Es cierto que las tendencias inflacionarias iban en aumento debido a la escasez de combustibles fósiles, recursos no renovables, que se están agotando, sin que surjan sustitutos viables, en el proceso de transición energética.
El encarecimiento de la energía se transmite prácticamente a todos los productos y servicios. Solamente el transporte de los productos agrícolas requiere el consumo de importantes cantidades de combustible diésel. Como los alimentos intervienen en las cadenas de producción de muchos bienes y servicios, impulsan el incremento generalizado de precios.
Vemos en el gráfico la caída de la capacidad de compra de los salarios del 3,6% en 2021 y la previsión para este año: descenso del 4,5%.

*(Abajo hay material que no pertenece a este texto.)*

PR #2125, opened 2016-06-21
superfluous-escape: backman says no to backspace

fenollp:


applications/ecallmgr/src/ecallmgr_channel_move.erl
```diff
@@ -77,10 +77,9 @@ resume(UUID, NewNode, Evt) ->
 %% and its corresponding '>' to %3C and %3E as they should be
 -spec fix_metadata(ne_binary()) -> ne_binary().
 fix_metadata(Meta) ->
-    Replacements = [
-                    {<<"\<sip\:">>, <<"%3Csip:">>}
-                    ,{<<"\>\<sip">>, <<"%3E<sip">>}
-                    ,{<<"\>;">>, <<"%3E;">>} % this is especially nice :)
+    Replacements = [{<<"<sip\:">>, <<"%3Csip:">>}
```
jamesaimonetti: @fenollp How did you test that this works as expected? This code has been untouched since 2013 so I am hesitant to accept this commit without proof of testing. Show your work! :)

fenollp:
```erlang
1> <<"\> \<">> == <<"> <">>.
true
```

fenollp:
I rebased because I missed a `\:`.

applications/ecallmgr/src/ecallmgr_channel_move.erl
lazedo: you should test as part of regex

lazedo:
you should test as part of regex, i think the backspaces are for regex expression.

fenollp:
@lazedo 

```erlang
1> <<"\> \<">> == <<"> <">>.
true
```

lazedo:
@fenollp that is not a test with regex. you should test it as part of the re:replace

```
Replacements = [
 -                    {<<"\<sip\:">>, <<"%3Csip:">>}
 -                    ,{<<"\>\<sip">>, <<"%3E<sip">>}
 -                    ,{<<"\>;">>, <<"%3E;">>} % this is especially nice :)
 +    Replacements = [{<<"<sip:">>, <<"%3Csip:">>}
 +                    ,{<<"><sip">>, <<"%3E<sip">>}
 +                    ,{<<">;">>, <<"%3E;">>} % this is especially nice :)
                      %% until such time as FS sets these properly
                      ,{<<"<dialplan></dialplan>">>, <<"<dialplan>XML</dialplan>">>}
                      ,{<<"<context>default</context>">>, <<"<context>context_2</context>">>}
                    ],
     lists:foldl(fun({S, R}, MetaAcc) ->
                         iolist_to_binary(re:replace(MetaAcc, S, R, ['global']))
                 end, Meta, Replacements).
```
if `<` and '>' are not special characters in regex, then i think your change is ok.
if they are, then you may actually need a double `\`

fenollp:
<> are not special regex chars, and if they were it doesn't matter as @jamesaimonetti said, this code has been working as expected, untouched since 2013.

My changes actually don't change any of the semantics of this code.

PR #2126, opened 2016-06-22
qf-knm: log setter name in a human-readable way

fenollp:


jamesaimonetti:
@fenollp not sure I understand the need for this changeset? Are functions crashing and you can't figure out which one did?

fenollp:
No, you;re right. Moreover when a setter is wrong the reason gets logged. I'll close this and do some cleaning tomorrow

PR #2127, opened 2016-06-22
qf-tasks: fix race condition where handle_info would happen before ha…

fenollp:
…ndle_cast

### DIFF
--- a/core/kazoo_tasks/include/kazoo_tasks.hrl
+++ b/core/kazoo_tasks/include/kazoo_tasks.hrl
@@ -13,7 +13,7 @@
 -define(KZ_TASKS_INPUT_ERROR_MIME, <<"expected_content">>).
 
 -define(KZ_TASKS_WAIT_AFTER_ROW,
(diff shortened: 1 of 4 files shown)


core/kazoo_tasks/include/kazoo_tasks.hrl
```diff
@@ -13,7 +13,7 @@
 -define(KZ_TASKS_INPUT_ERROR_MIME, <<"expected_content">>).
 
 -define(KZ_TASKS_WAIT_AFTER_ROW,
-        ?MILLISECONDS_IN_SECOND * kapps_config:get_integer(?KZ_TASKS_DOC_TYPE, <<"wait_seconds_after_row">>, 2)).
+        kapps_config:get_integer(?KZ_TASKS_DOC_TYPE, <<"wait_milliseconds_after_row">>, 500)).
```
jamesaimonetti: These values have traditionally been the name with unit as a suffix. I would use "wait_after_row_ms" in this case.

PR #2134, opened 2016-06-23
fix permissions for phone number activate

lazedo:


applications/crossbar/src/modules_v2/cb_phone_numbers_v2.erl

El efecto inmediato de las subidas de precios es, por tanto, la disminución del poder de compra de las familias, lo cual reduce el consumo y la demanda agregada. Al mismo tiempo pierden competitividad las empresas, reduciéndose también las exportaciones.
La inversión privada se verá afectada por la incertidumbre de un futuro en el que las ventas caen y los costes de producción crecen. Será difícil que esta situación lleve a los empresarios a endeudarse o a dedicar mayores recursos propios a nuevos proyectos.
El sector público tampoco está en situación de expandir el presupuesto, por lo que el Gobierno español ha planteado en el Congreso de los Diputados un plan nacional de respuesta al impacto de la guerra, que incluiría el impulso de un pacto de rentas, pero los sindicatos se muestran escépticos en poder llegar a un acuerdo a corto plazo.
Este acuerdo, según apuntan desde el Ejecutivo, proporcionaría estabilidad desde la perspectiva de los costes sociales y los beneficios empresariales, la protección de las familias más vulnerables y de los sectores afectados, como el turístico y el agrícola, así como medidas para profundizar en la transición energética.
En definitiva, el reto es repartir las facturas de la guerra, la energía y las materias primas, así como las consecuencias de la crisis sanitaria, aceptando el compromiso empresarial de reducir dividendos y compartir beneficios, al tiempo que las pérdidas reales de salarios se vean compensadas en los próximos años.